CS194-26: Nikhil Patel

Overview

This purpose of this project was to colorize glass negatives from the Prokudin-Gorskii Collection. These negatives are split into three panes, each which had a different color filter (blue, green, and red) applied when the image was photographed.

Basic Approach

The most basic approach to colorize the images is to attempt to compute the offsets between the three channels and then shift the channels to align appropriately. We can brute-force this by computing some scoring metric (I chose sum of squared differences, but normalized cross-correlation produced equivalently good results) over a grid of possible pixel displacements. Because the image borders are not of the image and often contain just one color, we only want to consider internal pixels when computing our scoring metric. This has the added benefit of not needing to worry about np.roll rolling parts on the very top of the image to the bottom, etc.

This approach worked well for all of the smaller jpg images. However, to align the larger tif images, we needed a more sophisticated algorithmic.

Image Pyramid Alignment

It is harder to brute-force the scoring of all possible pixel displacements for larger images. Using a course-to-fine image pyramid, we are able to estimate an offset using a downscaled copy of the image, then repeatedly scale the image back up in order to compute finer and more accurate offsets.

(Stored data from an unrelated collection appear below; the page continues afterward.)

PR #1169, opened 2022-12-25
Remove classification gyb

kimdv:
First step for removing the dependency on gyb files


ahoppen (commented):
Don’t you also need to delete Classification.swift.gyb?

kimdv:
> Don’t you also need to delete Classification.swift.gyb?

🤦‍♂️

ahoppen (approved):

kimdv:
Will o

PR #1173, opened 2022-12-28
Explicitly model all supported contextual keywords in the `contextualKeyword` `RawTokenKind`

ahoppen:
The main change here is that the `contextualKeyword` `TokenKind` and `RawTokenKind` no longer have a string as an associated value but an enum that enumerates all known contextual keywords.

In follow-up commits, this allows us to rename `contextualKeyword` to `keyword` and merge all the other known keywords into the `Keyword` enum that currently enumerates all contextual keywords. That way we can remove the distinction between contextual keywords and keywords we currently have.

I’m also thinking that we can use this additional structure to guarantee a little more type safety in the parser, for example by generating `RawTokenKindSubset`s for children that have `text_choices` set, but I still need to look into that.

### DIFF
--- a/Sources/SwiftParser/Modifiers.swift
+++ b/Sources/SwiftParser/Modifiers.swift
@@ -44,7 +44,7 @@ extension Parser {
         // treat 'class' as a modifier in the case of a following CC
         // token, we cannot be sure there is no intention to override
         // or witness something static.
-        if lookahead.atStartOfDeclaration() || lookahead.atContextualKeyword("override") {
+        if lookahead.atStartOfDeclaration() || lookahead.at(.contextualKeyword(.override)) {
           let classKeyword = self.eat(handle)
           elements.append(
             RawDeclModifierSyntax(
@@ -59,30 +59,31 @@ extension Parser {
         }
       case (.unowned, _)?:
         elements.append(self.parseUnownedModifier())
-      case (.final, _)?,
-        (.required, _)?,
-        (.optional, _)?,
-        (.lazy, _)?,
-        (.dynamic, _)?,
-        (.infix, _)?,
-        (.prefix, _)?,
-        (.postfix, _)?,
-        (.__consuming, _)?,
-        (.mutating, _)?,
-        (.nonmutating, _)?,
-        (.convenience, _)?,
-        (.override, _)?,
-        (.weak, _)?,
-        (.indirect, _)?,
-        (.isolated, _)?,
-        (.async, _)?,
-        (.nonisolated, _)?,
-        (.distributed, _)?,
-        (._const, _)?,
-        (._local, _)?,
-        (.__setter_access, _)?,
-        (.reasync, _)?:
-        elements.append(self.parseSimpleModifier())
+      case (.final, let handle)?,
+        (.required, let handle)?,
+        (.optional, let handle)?,
+        (.lazy, let handle)?,
+        (.dynamic, let handle)?,
+        (.infix, let handle)?,
+        (.prefix, let handle)?,
+        (.postfix, let handle)?,
+        (.__consuming, let handle)?,
+        (.mutating, let handle)?,
+        (.nonmutating, let handle)?,
+        (.convenience, let handle)?,
+        (.override, let handle)?,
+        (.weak, let handle)?,
+        (.indirect, let handle)?,
+        (.isolated, let handle)?,
+        (.async, let handle)?,
+        (.nonisolated, let handle)?,
+        (.distributed, let handle)?,
+        (._const, let handle)?,
+        (._local, let handle)?,
+        (.__setter_access, let handle)?,
+        (.reasync, let handle)?:
+        let keyword = self.eat(handle)
+        elements.append(RawDeclModifierSyntax(name: keyword, detail: nil, arena: self.arena))
       case (.rethrows, _)?:
         fallthrough
       case nil:
@@ -94,11 +95,6 @@ extension Parser {
 }
 
 extension Parser {
-  mutating func parseSimpleModifier() -> RawDeclModifierSyntax {
-    let keyword = self.consumeAnyToken(remapping: .contextualKeyword)
-    return RawDeclModifierSyntax(name: keyword, detail: nil, arena: self.arena)
-  }
-
   mutating func parseModifierDetail() -> RawDeclModifierDetailSyntax {
     let (unexpectedBeforeLeftParen, leftParen) = self.expect(.leftParen)
     let detailToken = self.consumeAnyToken()
@@ -114,7 +110,7 @@ extension Parser {
   }
 
   mutating func parseUnownedModifier() -> RawDeclModifierSyntax {
-    let (unexpectedBeforeKeyword, keyword) = self.expectContextualKeyword("unowned")
+    let (unexpectedBeforeKeyword, keyword) = self.expect(.contextualKeyword(.unowned))
 
     let detail: RawDeclModifierDetailSyntax?
     if self.at(.leftParen) {
@@ -132,7 +128,7 @@ extension Parser {
   }
 
   mutating func parsePackageAccessLevelModifier() -> RawDeclModifierSyntax {
-    let (unexpectedBeforeName, name) = self.expectContextualKeyword("package")
+    let (unexpectedBeforeName, name) = self.expect(.contextualKeyword(.package))
     let details = self.parseAccessModifierDetails()
     return RawDeclModifierSyntax(
       unexpectedBeforeName,
@@ -143,7 +139,7 @@ extension Parser {
   }
 
   mutating func parseOpenAccessLevelModifier() -> RawDeclModifierSyntax {
-    let (unexpectedBeforeName, name) = self.expectContextualKeyword("open")
+    let (unexpectedBeforeName, name) = self.expect(.contextualKeyword(.open))
     let details = self.parseAccessModifierDetails()
     return RawDeclModifierSyntax(
       unexpectedBeforeName,
@@ -174,12 +170,12 @@ extension Parser {
 
     let unexpectedBeforeDetail: RawUnexpectedNodesSyntax?
     let detail: RawTokenSyntax
-    if let setHandle = canRecoverToContextualKeyword("set", precedence: .weakBracketClose) {
+    if let setHandle = canRecoverTo(.contextualKeyword(.set), recoveryPrecedence: .weakBracketClose) {
       (unexpectedBeforeDetail, detail) = eat(setHandle)
     } else {
       unexpectedBeforeDetail = nil
       detail = RawTokenSyntax(
-        missing: .contextualKeyword,
+        missing: .contextualKeyword(.set),
         text: "set",
         arena: arena
       )
--- a/Sources/SwiftParser/Types.swift
+++ b/Sources/SwiftParser/Types.swift
@@ -232,7 +232,7 @@ extension Parser {
     stopAtFirstPeriod: Bool = false
   ) -> RawTypeSyntax {
     var base: RawTypeSyntax
-    switch self.currentToken.tokenKind {
+    switch self.currentToken.rawTokenKind {
     case .capitalSelfKeyword,
       .anyKeyword,
       .identifier:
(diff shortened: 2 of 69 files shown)


Sources/SwiftParser/Modifiers.swift
```diff
@@ -59,30 +59,31 @@ extension Parser {
...
-        (.isolated, _)?,
-        (.async, _)?,
-        (.nonisolated, _)?,
-        (.distributed, _)?,
-        (._const, _)?,
-        (._local, _)?,
-        (.__setter_access, _)?,
-        (.reasync, _)?:
-        elements.append(self.parseSimpleModifier())
+      case (.final, let handle)?,
```
bnbarham, line 62: There's a few places where this is the case, but IMO it'd be better to assign kind/handle first and then switch over kind rather than having to do (.kind, let handle) or (.kind, _) everywhere. Not really relevant to this, I just noticed it while going through the changes.

Sources/SwiftParser/Types.swift
```diff
@@ -141,7 +141,7 @@ extension Parser {
   @_spi(RawSyntax)
   public mutating func parseSimpleOrCompositionType() -> RawTypeSyntax {
     // 'each' is a contextual keyword for a pack reference.
-    if let each = consume(ifAny: [], contextualKeywords: ["each"]) {
+    if let each = consume(ifAny: [.contextualKeyword(.each)]) {
```
bnbarham, line 144: Nit: could just be `if:`

Sources/SwiftParser/Types.swift
```diff
@@ -263,8 +263,8 @@ extension Parser {
             )
           )
           break
-        } else if self.atContextualKeyword("Type") || self.atContextualKeyword("Protocol") {
-          let typeOrProtocol = self.consumeAnyToken(remapping: .contextualKeyword)
+        } else if self.at(.contextualKeyword(.Type)) || self.at(.contextualKeyword(.Protocol)) {
+          let typeOrProtocol = self.consume(if: .contextualKeyword(.Type)) ?? self.consume(if: .contextualKeyword(.Protocol))!
```
bnbarham, line 267: IMO we should add a 2 and 3 arg consume to avoid the array creation and then use that here. The only non-2/3 kind calls should probably be subsets anyway.

Sources/SwiftSyntax/Raw/RawSyntax.swift
```diff
@@ -526,6 +526,9 @@ extension RawSyntax {
     initializingLeadingTriviaWith: (UnsafeMutableBufferPointer<RawTriviaPiece>) -> Void,
     initializingTrailingTriviaWith: (UnsafeMutableBufferPointer<RawTriviaPiece>) -> Void
   ) -> RawSyntax {
+    if let defaultText = kind.defaultText {
+      assert(text.isEmpty || kind.defaultText == text)
+    }
```
bnbarham, line 531: How would you feel about `assert(kind.defaultText == nil || text.isEmpty || kind.defaultText == text)`?

Sources/SwiftSyntax/gyb_generated/TokenKind.swift
```diff
@@ -810,131 +925,6 @@ public enum TokenKind: Hashable {
     case .yield: return "kw_yield"
     }
   }
-
-  var sourceLength: SourceLength {
```
bnbarham, line 814: Was this not used?

bnbarham (commented):
Cool stuff, the simplification of `consume*` is really nice! I'm not a huge fan of the huge switch for `SyntaxText` and then the conversion to `String` in `TokenKind`, but given we need it for `defaultText` in places ... 🤔.

CodeGeneration/Sources/generate-swiftparser/templates/DeclarationModifierFile.swift
```diff
@@ -24,20 +24,23 @@ let declarationModifierFile = SourceFile {
...
     for attribute in DECL_MODIFIER_KINDS {
-      EnumCaseDecl("case \(raw: attribute.swiftName) = \"\(raw: attribute.name)\"")
+      EnumCaseDecl("case \(raw: attribute.swiftName)")
     }
     InitializerDecl("init?(lexeme: Lexer.Lexeme)") {
-      SwitchStmt(switchKeyword: .switch, expression: Expr("lexeme.tokenKind")) {
-        for attribute in DECL_MODIFIER_KINDS where attribute.swiftName.hasSuffix("Keyword") {
-          SwitchCase("case .\(raw: attribute.swiftName):") {
-            SequenceExpr("self = .\(raw: attribute.swiftName)")
+      SwitchStmt(switchKeyword: .switch, expression: Expr("lexeme")) {
```
kimdv, line 32: Think we could remove the `.switch` keyword

gyb_syntax_support/Token.py
```diff
@@ -11,7 +11,7 @@ class Token(object):
     def __init__(self, name, kind, name_for_diagnostics,
                  unprefixed_kind=None, text=None, classification='None',
                  is_keyword=False, requires_leading_space=False,
-                 requires_trailing_space=False):
+                 requires_trailing_space=False, associated_value_class=None):
```
kimdv, line 14: Should we also add this to the swift child file

gyb_syntax_support/Child.py
```diff
@@ -130,6 +130,9 @@ def generate_default_initialization(self):
       if self.token.text:
         return f" = .{self.token.swift_kind()}Token()"
       if self.text_choices and len(self.text_choices) == 1:
-        return f" = .{self.token.swift_kind()}(\"{self.text_choices[0]}\")"
+        if self.token.associated_value_class:
+          return f" = .{self.token.swift_kind()}(.{self.text_choices[0]})"
+        else:
+          return f" = .{self.token.swift_kind()}(\"{self.text_choices[0]}\")"
```
kimdv, line 136: And this, is it also needed in the Child.swift

Sources/SwiftSyntax/Tokens.swift.gyb
```diff
@@ -56,6 +56,20 @@ extension TokenSyntax {
...
+    trailingTrivia: Trivia = [],
+    presence: SourcePresence = .present
+  ) -> TokenSyntax {
+    return TokenSyntax(
+      .${token.swift_kind()}(value),
+      leadingTrivia: leadingTrivia,
+      trailingTrivia: trailingTrivia,
+      presence: presence
+    )
+  }
```
kimdv, line 72: Note to self: Remember this in #1158

Sources/SwiftSyntax/TokenKind.swift.gyb
```diff
@@ -26,7 +26,9 @@ public enum TokenKind: Hashable {
 %
 %   # Tokens that don't have a set text have an associated value that
 %   # contains their text.
-%   if not token.text:
```
kimdv, line 29: Note to self: Remember in #1158

Sources/SwiftSyntax/SyntaxTraits.swift.gyb
```diff
@@ -29,7 +29,7 @@ public protocol ${trait.trait_name}Syntax: SyntaxProtocol {
 %       ret_type += '?'
 %   end
   var ${child.swift_name}: ${ret_type} { get }
-  func with${child.name}(_ newChild: ${child.type_name}?) -> Self
```
kimdv, line 32: Note to self: Remember in #1158

kimdv (commented):
Added some online questions and notes to my self

Sources/SwiftSyntax/SyntaxNodes.swift.gyb.template
```diff
@@ -233,12 +233,12 @@ public struct ${node.name}: ${base_type}Protocol, SyntaxHashable {
   /// Returns a copy of the receiver with its `${child.swift_name}` replaced.
   /// - param newChild: The new `${child.swift_name}` to replace the node's
   ///                   current `${child.swift_name}`, if present.
-  public func with${child.name}(_ newChild: ${child_type}?) -> ${node.name} {
+  public func with${child.name}(_ newChild: ${child_type}${'?' if child.is_optional else ''}) -> ${node.name} {
```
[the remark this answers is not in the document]
ahoppen: `make_missing_child` is still being used for SyntaxFactory so we can’t delete it just yet 😬

Sources/SwiftParser/Modifiers.swift
ahoppen: The nice thing about this approach is that it guarantees we have a handle if we match a kind without having to force-unwrap it (remember there’s a default case at the bottom that doesn’t have a handle).

Sources/SwiftParser/Types.swift
ahoppen: Thanks

Sources/SwiftParser/Types.swift
ahoppen: I agree. I’ll re-consider it after I have had some time to play around automatic generation of `RawTokenKindSubset` from `text_choices` tomorrow.

Sources/SwiftSyntax/Raw/RawSyntax.swift
ahoppen: Much better

Sources/SwiftSyntax/gyb_generated/TokenKind.swift
ahoppen: Nope

CodeGeneration/Sources/generate-swiftparser/templates/DeclarationModifierFile.swift
```diff
@@ -24,20 +24,23 @@ let declarationModifierFile = SourceFile {
...
+        for attribute in DECL_MODIFIER_KINDS {
+          if attribute.swiftName.hasSuffix("Keyword") {
```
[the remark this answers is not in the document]
ahoppen: Nice catch. They were indeed the same.

CodeGeneration/Sources/generate-swiftparser/templates/DeclarationModifierFile.swift
ahoppen: Thanks

gyb_syntax_support/Token.py
ahoppen: I’ll add it in a follow-up PR that also starts generating Keywords.swift using CodeGeneration: https://github.com/apple/swift-syntax/pull/1174

gyb_syntax_support/Child.py
ahoppen: Same, will be added by https://github.com/apple/swift-syntax/pull/1174

ahoppen:
@swift-ci Please test

Sources/SwiftParser/Modifiers.swift
bnbarham: There's no reason that has to be in the switch though:
```
guard let (kind, handle) = self.at(anyIn: DeclarationModifier.self) else {
  break MODIFIER_LOOP
}

switch kind {
...
}
```

Or am I missing something obvious?

ahoppen: No, that would also work. I think that’s just a matter of style now. If there were fewer cases in the `RawTokenKindSubset`, I would prefer a single `switch` instead of the `guard` + `switch` combination. And then I think it’s nice to always use the same style when you’re switching over `RawTokenKindSubset`s.

ahoppen:
@swift-ci Please test

ahoppen:
@swift-ci Please test

Sources/SwiftParser/Modifiers.swift
bnbarham: Sure, it's definitely style. I'll win you over eventually!

ahoppen:
@swift-ci Please test

ahoppen:
@swift-ci Please test

ahoppen:
https://github.com/apple/swift-stress-tester/pull/218
https://github.com/apple/swift-format/pull/464

@swift-ci Please test

ahoppen:
https://github.com/apple/swift-stress-tester/pull/218
https://github.com/apple/swift-format/pull/464

@swift-ci Please test

bnbarham (approved):

ahoppen:
https://github.com/apple/swift-stress-tester/pull/218
https://github.com/apple/swift-format/pull/464

@swift-ci Please test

I chose an arbitrary size of 500px as the maximum downscaling ceiling -- i.e. any images smaller than 500px will not need to be downscaled to be aligned, and larger images will be downscaled until they reach some dimensions smaller than 500x500.

While this approach worked well for almost all of the images in the starter collection, emir.tif proved difficult to align because of the high amount of blue in the center of the image. This meant that the red-blue alignment was off. Using green as the reference fixed the misalignment of the red channel in emir.tif, producing a well-aligned colored image. It also continued to produce well-aligned images for the entire set of starter images as well as the additional ones I tested. A more sophisticated method could be developed in the future where the image channels could be compared to find the optimal reference channel.